B.Otis   Gladys, vai a chiamare Virginia..

Mary     (entrando) Virginia non c'è più! E' sparita!

B.Otis   Domattina chiamerò Lord Canterville, avrò di

    che lamentarmi. Ma adesso, cerchiamola...?

Robin    (entrando improvvisamente)Anch'io cerco una persona.

Tutti    Il Lord?

Robin    Oh, tenchiù!

Escono tutti, torna la musica del tango, rientrano i due ballerini più affiatati che mai...

William  Segnorìta...No às tienìdo màs, una muciàcia

    y caloròssa, y  spèssial...Anche se non sono un     fantasma...Me puèdo..Maridàr?

Ahra G.  Sì, hòmbre! Da tòdo el mùndo, te attièndo..

    E pàr tòdas la vìda, te trattièngo... (escono)

Simon e Virginia entrano dalla parte del pubblico, si tengono per mano, salgono sul palco come rientrassero in casa.

Virginia Mi ha fatto bene uscire un po',camminare al    chiaro di luna; tu sarai abituato.

Simon    Alle cose belle ci si abitua facilmente.

    Mai invece, a restare da solo e a non dormire.

Virginia Che sciocchezza, non devi fare altro che

    spegnere la candela e chiudere gli occhi.

Simon    Non dormo da trecento anni.
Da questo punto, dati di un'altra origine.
Issue #351, opened 2012-03-09
ViewPager Action Bar Items not showing


ericklee:
The ViewPager is set up like this:
http://developer.android.com/reference/android/support/v4/view/ViewPager.html

I have 4 Fragments under the ViewPager and each Fragment may have difference menu item which setShowAsAction is set to SHOW_AS_ACTION_ALWAYS

setHasOptionMenu(true) has put in onCreate method in the Fragment.

The Action Items are working fine when the activity first created. 
But if I flip the fragment quickly, at some point all Action Items will be disappeared.
The Action Items can only be restored if you change the orientation of the phone.

ericklee:
Problem seems solved if I replace 
mActionBar.setSelectedNavigationItem(position) 
with 
mActionBar.getTabAt(arg0).select()
inside method onPageSelected()

mario20340:
I have the same issue and your fix doesnt seem to help me at all... 

I'm using viewpager to switch between 4 actionbar tabs... there is a fragment in every tab with different action menu items defined in onCreateOptionsMenu()... When I switch too fast between tabs (using slide guesture) action menu items suddenly disappear... This is happening on Froyo device... I cannot check on other devices because I dont have any other devices... In emulator I cannont slide that fast to recreate this behaviour.... any help why is this happening

ericklee:
Issue seems still occur.

JakeWharton:
Probably a dupe/related to #331 but I'll leave it open for now.

mario20340:
I noticed that, when I've disabled action bar tabs everything works. Im using your viewpager indicator now insted of actionbar tabs and everything is fine... It seems that is something wrong with actionbar tab and its adapter

ericklee:
Does the latest 4.0.2 version fix this?
I cannot recreate the bug now.

JakeWharton:
It's possible but the fix I put in place for menus wasn't expected to fix this. I haven't been able to reliably reproduce anyways so I remain unsure.

JakeWharton:
I'm fairly certain this is a native bug that deals with mismatch of the asynchronous nature of the `FragmentManager` and the synchronous nature of `invalidateOptionsMenu()`. Will convert `FragmentPagerAdapter` to confirm.

snodnipper:
[...]

Issue #272, opened 2012-02-15
FragmentActivity - options menu not respecting Fragment lifecycle


jgilfelt:
When using the support lib plugin FragmentActivity with a Fragment based ViewPager, I get weird behavior when the fragments provide their options menu to the hosting Activity's action bar:
- The initial menu actions for the 1st fragment loaded into the ViewPager work fine.
- As soon as a 2nd fragment is paged into the UI, the menu actions become unresponsive.
- As soon as a 3rd fragment is paged into the UI, the actions that I tried to press for fragment #2 will fire, and so on.
- Orientation change yields similar results to fragment paging.
- There is a subtle visible artifact when a 2nd fragment is loaded, as if the new action items are being drawn over previous ones.

I am using a standard FragmentPagerAdapter pattern in my code. I have created a simple example project demonstrating this issue from the Google SupportDemos sample. It works flawlessly on my Galaxy Nexus with the native action bar, on anything else I get have the issues described above. I am using the ABS 4 RC1 library & support lib.

http://dl.dropbox.com/u/3982805/SherlockFragmentActivityMenuDemo.zip

JakeWharton:
I'll have to go through the (crazy) callbacks of menu invalidation once more since there is obviously something out of place. Thanks for the sample. I'll try to get it done ASAP.

JakeWharton:
Ok. After far too much debugging of the invalidation callback lifecycle I've found that this bug is in a totally separate area.

In order to support dividers between tabs and action items I backported ICS's version of `LinearLayout` which now supports dividers between children natively. Due to not being in the `android.widget` package and not being able to access methods marked with `@hide`, some things were omitted and a lot was stripped so that the only added functionality was the dividers. It would seem that these two factors has led to a few bugs in layout and touch interaction which cause both this and the touch problem you reported earlier.

I'm going to try to adapt the `IcsLinearLayout` class to extend from `LinearLayout` (rather than just `ViewGroup`) and have its implementation only control drawing the dividers.

If you want a stop-gap solution replace `IcsLinearLayout` with `LinearLayout` in `ActionMenuView.java` and comment out anything about dividers. Or perhaps a brutal (semi-untested) hack might work:

``` java
@Override
public void invalidateOptionsMenu() {
    super.invalidateOptionsMenu();
    getWindow().getDecorView().requestLayout();
}
```

jgilfelt:
Thanks Jake! 

[...]

PR #485, opened 2012-05-20
added known-bugs test case for #272

jgilfelt:
I think there might be regression since ABS 4.0.1 here as the same symptoms in the original issue report which were fixed prior to 4.0.0 can be reproduced in 4.1.0. It may be related to #351 but this behavior is pre-ICS only. In any case I have added an example to the known-bugs project.


JakeWharton:
Thank you! And good job picking up on all the conventions for naming and in the manifest and such.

Da trecento anni non dormo, e mi sento così stanco...

Virginia Caro vecchio fantasma, non hai ancora trovato un posto dove andare a riposare?

Simon    Al di là del bosco dei pini, c’è un piccolo

giardino dove l'usignolo canta tutta la notte e la fredda luna di cristallo, lo protegge con lo sguardo.

Virginia Ma, stai parlando del Giardino della morte!

Simon    Si (pausa)La morte significa, riposare sotto

    la soffice terra bruna ed ascoltare il silenzio.

    Dimenticare il tempo; ed avere finalmente pace.

(pausa)Promettimi di non essere triste se un giorno,  chiamandomi, non ti risponderò; tu potrai   cercarmi là, perchè l'amore ti accompagna sempre e l'amore, è più forte della morte.

Esce il fantasma esce spegnendo le candele e lasciando

Virginia da sola, le amiche la raggiungono.

                      CANZONE

        

        

LA PENDOLA SUONA LE OTTO                  

Luci a tutta scena. Entra Jack con la tuba in mano.

        

Jack B.  Cosa è successo questa notte, nessuno saprà

mai. Del fantasma si è persa ogni traccia e la vita al castello di Canterville stà tornando normale. Gli Otis stanno partendo per America!

Jack resta in scena, entrano Gli Otis e le amiche di Virginia, tutti con le valige pronte. Manca Virginia.

B.Otis   Ma dov'è andata Virginia?  Benedetta figliola...

Lucrezia E' ancora giù, in giardino. Vedrai che arriva.

Entrano i Canterville

Lord C. Bene, signori? E' arrivato il giorno dei saluti, (chiama)Servitù?

Entra Carlotta, Jack il Becchino, William e finalmente il Guardiaboschi.

Lady C.  Signor Benjamin, Lucrezia. Penso di interpre-

    tare il sentimento di tutti noi, nel ringraziarvi

    per aver scelto il nostro castello per il vostro    soggiorno inglese. Siamo sicuri che porterete a casa un piacevole ricordo.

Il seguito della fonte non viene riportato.